EXERCISE MATERIAL.
%%
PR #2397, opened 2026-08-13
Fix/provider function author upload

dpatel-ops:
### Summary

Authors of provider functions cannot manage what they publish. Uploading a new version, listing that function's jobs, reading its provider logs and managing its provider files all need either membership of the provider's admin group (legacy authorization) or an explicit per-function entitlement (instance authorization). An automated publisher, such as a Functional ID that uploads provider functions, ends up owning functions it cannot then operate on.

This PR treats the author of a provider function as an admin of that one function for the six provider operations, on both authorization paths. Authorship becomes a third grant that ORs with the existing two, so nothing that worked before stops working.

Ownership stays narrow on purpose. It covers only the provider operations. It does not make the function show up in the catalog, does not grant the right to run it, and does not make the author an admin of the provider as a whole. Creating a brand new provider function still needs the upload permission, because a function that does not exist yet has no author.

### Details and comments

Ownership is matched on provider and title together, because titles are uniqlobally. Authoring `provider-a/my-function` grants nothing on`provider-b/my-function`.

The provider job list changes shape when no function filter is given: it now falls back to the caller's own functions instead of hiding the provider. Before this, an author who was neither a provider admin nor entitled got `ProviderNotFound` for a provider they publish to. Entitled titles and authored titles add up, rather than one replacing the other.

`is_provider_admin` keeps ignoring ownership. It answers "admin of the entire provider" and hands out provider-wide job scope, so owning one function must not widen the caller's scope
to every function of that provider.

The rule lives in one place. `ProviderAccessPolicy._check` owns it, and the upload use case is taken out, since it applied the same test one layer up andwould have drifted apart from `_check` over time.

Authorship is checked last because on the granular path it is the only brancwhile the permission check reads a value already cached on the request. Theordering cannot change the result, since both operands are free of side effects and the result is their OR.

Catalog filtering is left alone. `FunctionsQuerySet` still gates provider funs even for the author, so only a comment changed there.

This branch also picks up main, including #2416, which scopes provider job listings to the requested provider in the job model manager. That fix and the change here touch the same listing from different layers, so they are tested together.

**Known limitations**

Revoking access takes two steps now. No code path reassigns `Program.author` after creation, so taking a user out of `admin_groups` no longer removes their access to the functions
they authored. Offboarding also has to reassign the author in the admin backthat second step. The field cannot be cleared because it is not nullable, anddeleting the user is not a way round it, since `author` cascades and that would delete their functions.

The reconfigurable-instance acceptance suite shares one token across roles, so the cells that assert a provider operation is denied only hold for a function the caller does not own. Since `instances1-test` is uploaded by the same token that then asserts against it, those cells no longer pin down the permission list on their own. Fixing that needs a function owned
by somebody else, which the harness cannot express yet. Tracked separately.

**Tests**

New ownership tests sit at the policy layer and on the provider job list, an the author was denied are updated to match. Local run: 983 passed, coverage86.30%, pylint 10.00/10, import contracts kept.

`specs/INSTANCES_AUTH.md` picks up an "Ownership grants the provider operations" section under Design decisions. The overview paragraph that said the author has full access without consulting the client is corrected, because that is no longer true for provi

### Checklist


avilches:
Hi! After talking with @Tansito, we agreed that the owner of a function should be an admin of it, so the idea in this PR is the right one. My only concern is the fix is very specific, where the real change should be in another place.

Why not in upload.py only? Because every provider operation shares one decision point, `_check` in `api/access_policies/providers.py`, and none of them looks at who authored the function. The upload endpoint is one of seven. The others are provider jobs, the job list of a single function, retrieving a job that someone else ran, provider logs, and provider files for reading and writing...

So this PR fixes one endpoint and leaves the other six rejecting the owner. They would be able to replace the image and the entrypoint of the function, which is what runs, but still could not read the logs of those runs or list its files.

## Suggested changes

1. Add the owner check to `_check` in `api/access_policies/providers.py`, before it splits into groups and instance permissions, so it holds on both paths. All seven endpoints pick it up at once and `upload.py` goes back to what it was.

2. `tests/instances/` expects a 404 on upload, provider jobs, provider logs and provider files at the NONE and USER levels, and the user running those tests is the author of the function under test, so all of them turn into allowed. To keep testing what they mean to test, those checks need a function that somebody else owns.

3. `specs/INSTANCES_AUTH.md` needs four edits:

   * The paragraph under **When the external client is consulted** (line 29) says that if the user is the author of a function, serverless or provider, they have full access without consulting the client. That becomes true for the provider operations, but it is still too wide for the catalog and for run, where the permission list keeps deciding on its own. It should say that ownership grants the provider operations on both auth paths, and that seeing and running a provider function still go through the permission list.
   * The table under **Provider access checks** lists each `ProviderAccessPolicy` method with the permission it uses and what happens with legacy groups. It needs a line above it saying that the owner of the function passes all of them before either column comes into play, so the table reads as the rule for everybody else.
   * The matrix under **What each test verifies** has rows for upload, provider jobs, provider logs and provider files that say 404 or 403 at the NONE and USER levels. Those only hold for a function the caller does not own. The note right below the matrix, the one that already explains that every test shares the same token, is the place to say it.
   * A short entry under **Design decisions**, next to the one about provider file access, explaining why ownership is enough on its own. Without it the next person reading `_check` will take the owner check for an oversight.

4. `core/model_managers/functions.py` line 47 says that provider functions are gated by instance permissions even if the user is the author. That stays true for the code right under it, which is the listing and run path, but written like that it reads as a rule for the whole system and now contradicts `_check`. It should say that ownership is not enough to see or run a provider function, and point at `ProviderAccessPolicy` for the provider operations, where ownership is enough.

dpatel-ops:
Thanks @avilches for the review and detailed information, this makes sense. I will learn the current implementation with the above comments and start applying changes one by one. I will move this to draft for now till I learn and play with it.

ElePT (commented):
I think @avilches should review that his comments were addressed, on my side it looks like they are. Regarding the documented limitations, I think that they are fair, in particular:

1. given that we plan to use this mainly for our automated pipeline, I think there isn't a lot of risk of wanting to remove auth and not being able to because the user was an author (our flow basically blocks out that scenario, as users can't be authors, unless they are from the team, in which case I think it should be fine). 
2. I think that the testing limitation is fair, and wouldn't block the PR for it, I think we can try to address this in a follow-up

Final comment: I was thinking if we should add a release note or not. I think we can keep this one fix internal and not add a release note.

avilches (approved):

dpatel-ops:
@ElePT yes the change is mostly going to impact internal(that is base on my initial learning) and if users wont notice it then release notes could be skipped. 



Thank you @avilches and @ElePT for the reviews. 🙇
%%
PROBLEM DESCRIPTION. Provide every line from the material that contains the word "nothing".

RESPONSE AREA.
This PR treats the author of a provider function as an admin of that one function for the six provider operations, on both authorization paths. Authorship becomes a third grant that ORs with the existing two, so nothing that worked before stops working.
Ownership is matched on provider and title together, because titles are uniqlobally. Authoring `provider-a/my-function` grants nothing on`provider-b/my-function`.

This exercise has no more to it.